資生堂アートハウスでは、現代の讃岐漆芸における代表的存在であり、蒟醬(きんま)の技法で重要無形文化財保持者(人間国宝)に認定された、磯井正美(いそい まさみ・1926-)の展覧会を開催いたします。
蒟醬は中国南方を発祥の地とする漆芸の加飾技法で、漆器の表面に蒟醬剣と呼ばれる刃物で文様を彫り、そこに色漆を充填してから研ぎ出して模様を表します。
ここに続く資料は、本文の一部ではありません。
PR #2255, opened 2025-12-17
Access podio metadata from JEvent parent

simonge:
Alternative to https://github.com/eic/EICrecon/pull/2253 where the "runs" podio frame is read in as a `JEvent` with `JEventLevel::Run` and set as the parent of all physics events read in through the "events" podio frames. The algorithm config is then updated with these values when `BeginRun` is called, although could be loaded elsewhere.

I prefer this approach to the service approach but there are probably advantages in both cases. There is definitely less additional code required.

わが国にはミャンマーなどを通じて室町時代以降に渡来しましたが、これを江戸時代後期に日本的な漆芸品として確立させたのが、高松藩の玉楮象谷(たまかじ ぞうこく)でした。
象谷以降この地では、蒟醬や彫漆などの技法を駆使した独自性に富む漆芸品を生み出すことになりますが、ここに点彫りによる絵画的な表現を導入し、蒟醬の表現を一新したのが磯井如真(いそい じょしん)でした。
磯井正美は如真の三男として生まれ、父の下で漆芸を学びました。蒟醬の革新者として豪奢、華麗な作風を特徴とした如真に対して、正美は細やかな心配りの下にモチーフの多くを自然から採り、植物や生き物はもとより、陽炎や波など変転する自然現象までをも自在に表現する独自の作風を確立しました。また、彫りや塗り、素地についてもさまざまな技法を創始し、蒟醬の世界にこれまでには求め得なかった清新な表現をもたらしました。
磯井正美と資生堂の縁は、資生堂が1975年から95年にかけて開催した「現代工藝展」に始まります。
磯井は1978年の第4回展からメンバーとして参加し、作歴を代表する作品を次々に出品しました。
今回の展覧会は、国内最大の磯井コレクションを所蔵する高松市美術館をはじめ、美術館や個人所蔵家の協力の下、初期から近年までの代表作47点ならびに周辺資料を集めて開催する、本州では初めての本格的な回顧展です。
人間国宝・磯井正美の芸術とその制作の歩みをご覧いただける貴重な機会となります。